Uscito subito prima del tracollo della compagnia, The Horizon Glitters costituisce un’opera unica e irripetibile, realizzata con una libertà e un’energia che rasentano l’anarchia, e che non rientra nei canoni abituali dei film di genere. Vi sono echi dei film hollywoodiani che hanno influenzato la generazione di registi nipponici cui appartiene Doi, come Il tesoro della Sierra Madre di John Huston (1948), La parete di fango di Stanley Kramer (1958) e persino i road movie sempliciotti di Bing Crosby e Bob Hope.
Ma come classificare il personaggio di Jerry Fujio, un proto-punk logorroico che non riconosce nessuna autorità, fuori o dentro le mura del carcere? Non è un personaggio sensibile alla James Dean: battersi gli viene più naturale che respirare.
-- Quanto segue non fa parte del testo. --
PR #96, opened 2017-03-23
Add dir + dirxml to IDL and spec

domfarolino:
This adds language for `dir` and `dirxml` to the spec.

Whenever we call `Printer` in the spec it seems that we've already made the necessary transformations or conversions ourselves to the objects we're about to pass into `Printer`. To avoid duplication, `group` was defined outside of the methods that use it, therefore anything needing to print a group just says new `group` instead of new `view to host the output produced......`.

Non è un lunatico solitario alla Marlon Brando: è un vulcano pieno di sé, e non gli importa che lo si sappia.
Il film comincia con delle brevi scenette che spiegano come mai cinque detenuti finiscono nella stessa cella: Ota detto “Capone” (Tatara Jun), Matsuda chiamato “il Professore” (Amachi Shigeru), Tsuchiya alias “il barista” (Oki Ryuji), Ohira detto “Irokichi” (Otsuji Saburo) e un marinaio trafficante di droga conosciuto solo come “Mostro Marino” (Harumi Yuzo). Capeggiato dallo scontroso Capone, il quintetto conserva un’armonia approssimativa, fino a quando un nuovo prigioniero altezzoso viene gettato nella mischia. Soprannominato “‘Mite” (diminutivo di “Dinamite”), il nuovo arrivato tiene fede al suo nome, e tratta i suoi compagni di cella con un disprezzo sconsiderato che in breve conduce a un’esplosione di rabbia.
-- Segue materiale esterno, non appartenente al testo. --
PR #101, opened 2017-03-26
Factor out object formatting definitions

### LINKED ISSUE #97: Pull %O and %o descriptions out into dfns inside Printer for reuse
As briefly discussed in https://github.com/whatwg/console/pull/96

domfarolino:
First go at factoring out definitions we've duplicated in the spec when referring to the Printing of objects. Will close #97.

Originally I was going to put the dfns in the main Printer section but decided that just mashing them in between paras might not be the best way to keep that section clean.

### DIFF
--- a/index.bs
+++ b/index.bs
@@ -141,7 +141,7 @@ The following is an informative summary of the format specifiers processed by th
 
 <h3 id="printer" aoid="Printer" nothrow>Printer(<var>logLevel</var>, <var>args</var>)</h3>
 
-The printer operation is implementation-defined. It accepts a log level indicating severity, and a List of arguments to print (which are either JavaScript objects, of any type, or are implementation-specific representations of printable things such as a stack trace, a <a>group</a>, or output produced by the <code>%o</code> and <code>%O</code> specifiers). How the implementation prints <var>args</var> is up to the implementation, but implementations should separate the objects by a space or something similar, as that has become a developer expectation.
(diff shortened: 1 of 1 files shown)


index.bs
```diff
@@ -149,6 +149,12 @@ If the console is not open when the printer operation is called,
 implementations should buffer messages to show them in the future up to an
 implementation-chosen limit (typically on the order of at least 100).
 
+<h4 id="object-formats">Common Object Formats</h4>
+
+Typically objects will be printed in a format that is suitable for their context. This section describes common ways in which objects are formatted to be most useful in their context.
+
+An object with <dfn>generic JavaScript object formatting</dfn> is a potentially expandable representation of a generic JavaScript object. An object with <dfn>optimally useful formatting</dfn> is an implementation-specific, potentially-interactive object judged to be maximally useful and informative.
```
domenic: I'd go with "representation of an object" instead of "object" for the last clause here.

index.bs
```diff
@@ -149,6 +149,12 @@ If the console is not open when the printer operation is called,
 implementations should buffer messages to show them in the future up to an
 implementation-chosen limit (typically on the order of at least 100).
 
+<h4 id="object-formats">Common Object Formats</h4>
+
+Typically objects will be printed in a format that is suitable for their context. This section describes common ways in which objects are formatted to be most useful in their context.
```
domenic: Oh, and it may be useful in this section to kind of expand on the idea that these are implementation-specific representations which will eventually end up Printer, which is where they have actual importance.

PR #102, opened 2017-03-27
Meta: add .editorconfig and .gitattributes

domenic:
Part of https://github.com/whatwg/meta/issues/7.

I *believe* this will also instruct GitHub to wrap lines in .bs files by treating them as .html files. That should help reviewing a lot.

Alternately the spec could start wrapping at 100 characters like most WHATWG specs; not sure if that's worthwhile/what the editors want though.

### DIFF
--- a/.editorconfig
+++ b/.editorconfig
@@ -1,0 +1,12 @@
+root = true
+
+[*]
+end_of_line = lf
+insert_final_newline = true
+charset = utf-8
+indent_size = 2
+indent_style = space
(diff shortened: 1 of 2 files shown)


domfarolino:
A wrap is definitely what I want. I was actually going to ask on IRC if there was a norm for this as I was curious why this spec had massive run-on lines.

domenic:
Great. Let's leave wrapping as separate. If we do let's remember to add the line to editorconfig with the max line length,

Indomito malgrado il pestaggio che ne consegue, ‘Mite sembra destinato a finire presto in infermeria, e a portarsi dietro molti dei suoi avversari, quando annuncia casualmente di sapere dove si trova un nascondiglio segreto pieno di diamanti.
Dopo aver deciso che non sta mentendo, i suoi compagni di cella improvvisamente vogliono essergli amici, un nuovo atteggiamento che ‘Mite considera gli sia naturalmente dovuto. Ma come faranno a entrare in possesso di quella fortuna prima di finire di scontare le loro condanne?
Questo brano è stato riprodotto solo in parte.